* Problem requirements
Repeat all of the data exactly. Leave nothing out.

* Input material
···
PR #2759, opened 2024-12-02
chore: get rid of the deprecated legacy UI views

bruno-fs:
With the new and standalone UI released we can finally get rid of UI views, templates, js, css and other static files from that UI.

With this change, Django development server can FINALLY run in true standalone mode, without the argument --nostatic.

Please remember to remove these unneeded files from local storage:
```
rm -rf quipucords/client
rm -rf quipucords/quipucords/templates
rm -rf quipucords/staticfiles
```

~~EDIT: This PR removes Django admin and adds an autogenerated schema view (mostly for v2 endpoints).~~

Relates to JIRA: DISCOVERY-777
~~Relates to JIRA: DISCOVERY-726~~

### DIFF
--- a/Dockerfile
+++ b/Dockerfile
@@ -48,15 +48,6 @@ RUN pip install -r requirements.txt
 RUN dnf remove ${BUILD_PACKAGES} -y && \
     dnf clean all
 
-# Fetch UI code
-# TODO FIXME REMOVE THE UI CODE!
-# This bundles an old version of the UI while we are release a new version separately.
-# After we have released the "new" UI code and proven it to be stable, we must remove
-# these commands that bundle the old UI code with the quipucords image.
-COPY Makefile .
-ARG UI_RELEASE="1.8.0"
-RUN --mount=type=secret,id=gh_api_token make fetch-ui -e QUIPUCORDS_UI_RELEASE=${UI_RELEASE}
-
 # Create /deploy
 COPY deploy  /deploy
 
--- a/quipucords/quipucords/urls.py
+++ b/quipucords/quipucords/urls.py
@@ -17,38 +17,9 @@ Including another URLconf
 
 from django.conf.urls import include
 from django.contrib import admin
-from django.contrib.auth import views as auth_views
-from django.urls import path, re_path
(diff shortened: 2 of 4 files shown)


quipucords/quipucords/urls.py
```diff
@@ -17,38 +17,11 @@
...
-        RedirectView.as_view(url="/client/docs/install.html", permanent=False),
-        name="docs",
-    ),
-    # static files (*.css, *.js, *.jpg etc.)
-    re_path(
-        r"^(?!/?client/)(?P<path>.*\..*)$",
-        RedirectView.as_view(url="/client/%(path)s", permanent=False),
-        name="client",
-    ),
+    path("", RedirectView.as_view(url="/admin/login", permanent=False), name="home"),
```
bruno-fs, line 26: now that we don't have the template for login, the auth view for login won't work.

I decided to point home to admin just so we can use it to login for local development.
I know we don't actually have the intention of keeping admin (having it is an accident AFAIK), but not having a session login makes manually test the api a bit harder.

Quick alternatives I could think right now:
- I could enable django admin and views conditionally, only on debug mode
- Could add a simple replacement for login view (and have that view only available on debug mode)

infinitewarp: My ranked votes are 1) enable admin/views and this `path` line only if debug is True, or 2) just axe the admin and this path entirely (does anybody use admin?)

Dockerfile
```diff
@@ -48,15 +48,6 @@ RUN pip install -r requirements.txt
 RUN dnf remove ${BUILD_PACKAGES} -y && \
     dnf clean all
 
-# Fetch UI code
-# TODO FIXME REMOVE THE UI CODE!
-# This bundles an old version of the UI while we are release a new version separately.
-# After we have released the "new" UI code and proven it to be stable, we must remove
```
infinitewarp, line 54: I'm just leaving this comment here as an unresolved thread so we don't accidentally merge this _before_ we have finished shipping 1.11. 😉

infinitewarp (approved):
···
* Expected answer
PR #2759, opened 2024-12-02
chore: get rid of the deprecated legacy UI views

bruno-fs:
With the new and standalone UI released we can finally get rid of UI views, templates, js, css and other static files from that UI.

With this change, Django development server can FINALLY run in true standalone mode, without the argument --nostatic.

Please remember to remove these unneeded files from local storage:
```
rm -rf quipucords/client
rm -rf quipucords/quipucords/templates
rm -rf quipucords/staticfiles
```

~~EDIT: This PR removes Django admin and adds an autogenerated schema view (mostly for v2 endpoints).~~

Relates to JIRA: DISCOVERY-777
~~Relates to JIRA: DISCOVERY-726~~

### DIFF
--- a/Dockerfile
+++ b/Dockerfile
@@ -48,15 +48,6 @@ RUN pip install -r requirements.txt
 RUN dnf remove ${BUILD_PACKAGES} -y && \
     dnf clean all
 
-# Fetch UI code
-# TODO FIXME REMOVE THE UI CODE!
-# This bundles an old version of the UI while we are release a new version separately.
-# After we have released the "new" UI code and proven it to be stable, we must remove
-# these commands that bundle the old UI code with the quipucords image.
-COPY Makefile .
-ARG UI_RELEASE="1.8.0"
-RUN --mount=type=secret,id=gh_api_token make fetch-ui -e QUIPUCORDS_UI_RELEASE=${UI_RELEASE}
-
 # Create /deploy
 COPY deploy  /deploy
 
--- a/quipucords/quipucords/urls.py
+++ b/quipucords/quipucords/urls.py
@@ -17,38 +17,9 @@ Including another URLconf
 
 from django.conf.urls import include
 from django.contrib import admin
-from django.contrib.auth import views as auth_views
-from django.urls import path, re_path
(diff shortened: 2 of 4 files shown)


quipucords/quipucords/urls.py
```diff
@@ -17,38 +17,11 @@
...
-        RedirectView.as_view(url="/client/docs/install.html", permanent=False),
-        name="docs",
-    ),
-    # static files (*.css, *.js, *.jpg etc.)
-    re_path(
-        r"^(?!/?client/)(?P<path>.*\..*)$",
-        RedirectView.as_view(url="/client/%(path)s", permanent=False),
-        name="client",
-    ),
+    path("", RedirectView.as_view(url="/admin/login", permanent=False), name="home"),
```
bruno-fs, line 26: now that we don't have the template for login, the auth view for login won't work.

I decided to point home to admin just so we can use it to login for local development.
I know we don't actually have the intention of keeping admin (having it is an accident AFAIK), but not having a session login makes manually test the api a bit harder.

Quick alternatives I could think right now:
- I could enable django admin and views conditionally, only on debug mode
- Could add a simple replacement for login view (and have that view only available on debug mode)

infinitewarp: My ranked votes are 1) enable admin/views and this `path` line only if debug is True, or 2) just axe the admin and this path entirely (does anybody use admin?)

Dockerfile
```diff
@@ -48,15 +48,6 @@ RUN pip install -r requirements.txt
 RUN dnf remove ${BUILD_PACKAGES} -y && \
     dnf clean all
 
-# Fetch UI code
-# TODO FIXME REMOVE THE UI CODE!
-# This bundles an old version of the UI while we are release a new version separately.
-# After we have released the "new" UI code and proven it to be stable, we must remove
```
infinitewarp, line 54: I'm just leaving this comment here as an unresolved thread so we don't accidentally merge this _before_ we have finished shipping 1.11. 😉

infinitewarp (approved):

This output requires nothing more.